Each holder of record of common stock is entitled to one vote for each outstanding share owned, on every matter properly submitted
to the shareholders for their vote; provided, that if any shareholder entitled to vote at a meeting at which directors are to
be elected gives timely notice of their intention to cumulate votes in the election of directors, shareholders may cumulate votes
for the election of directors.
Subject
to the dividend rights of holders of any preferred stock that may be issued from time to time, holders of common stock are entitled
to any dividend declared by the Oncocyte Board of Directors out of funds legally available for that purpose.
Subject
to the prior payment of the applicable liquidation preference to holders of any preferred stock that may be issued from time to
time, holders of common stock are entitled to receive on a pro rata basis all remaining assets available for distribution to the
holders of common stock in the event of the liquidation, dissolution, or winding up of Oncocyte’s operations.
Holders
of common stock do not have any preemptive, subscription, redemption, or conversion rights. There are no redemption or sinking
fund provisions applicable to the common stock.
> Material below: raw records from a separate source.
PR #1238, opened 2020-12-10
Fix undefined references when linking a static build of libpd in Windows

myQwil:
In order for Windows to successfully link applications with a
static build of libpd, the __declspec portion of EXTERN needs
to be left out, which can be done by defining EXTERN manually.

### DIFF
--- a/src/m_pd.h
+++ b/src/m_pd.h
@@ -29,6 +29,7 @@ extern int pd_compatibilitylevel;   /* e.g., 43 for pd 0.43 compatibility */
 #endif /* _MSC_VER */
 
     /* the external storage class is "extern" in UNIX; in MSW it's ugly. */
+#ifndef EXTERN
 #ifdef _WIN32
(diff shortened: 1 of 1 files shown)


Spacechild1:
I think the easiest and most flexible solution would be to wrap the whole `EXTERN` definition in a `#ifndef EXTERN`, so other projects can simply override `EXTERN` with whatever they think is appropriate.

@umlaeute Any thoughts on this?

umlaeute:
i don't really have an opinion on whether `PD_STATIC`, overridable `EXTERN` or both are preferrable.

Spacechild1:
@myQwil I just saw you changed it to overridable `EXTERN`, which is cool, but your PR description is now out of date ;-)

@danomatika libpd can then simply define `EXTERN` as `extern` when building a static library on Windows. What do you think? If you agree, I'd go ahead and push this to develop.

danomatika:
Sure.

The rights, powers, preferences and privileges of holders of Oncocyte common stock
will be subject to those of the holders of any shares of Oncocyte preferred stock that may be issued in the future.
Item
2. Exhibits.
Pursuant
to the Instructions as to Exhibits for Form 8-A, no exhibits are required to be filed because no other securities of the Registrant
are registered on The Nasdaq Stock Market LLC and the securities registered hereby are not being registered pursuant to Section
12(g) of the Securities Exchange Act of 1934, as amended.
SIGNATURE
Pursuant
to the requirements of Section l2 of the Securities Exchange Act of 1934, the registrant has duly caused this registration statement
to be signed on its behalf by the undersigned, thereto duly authorized.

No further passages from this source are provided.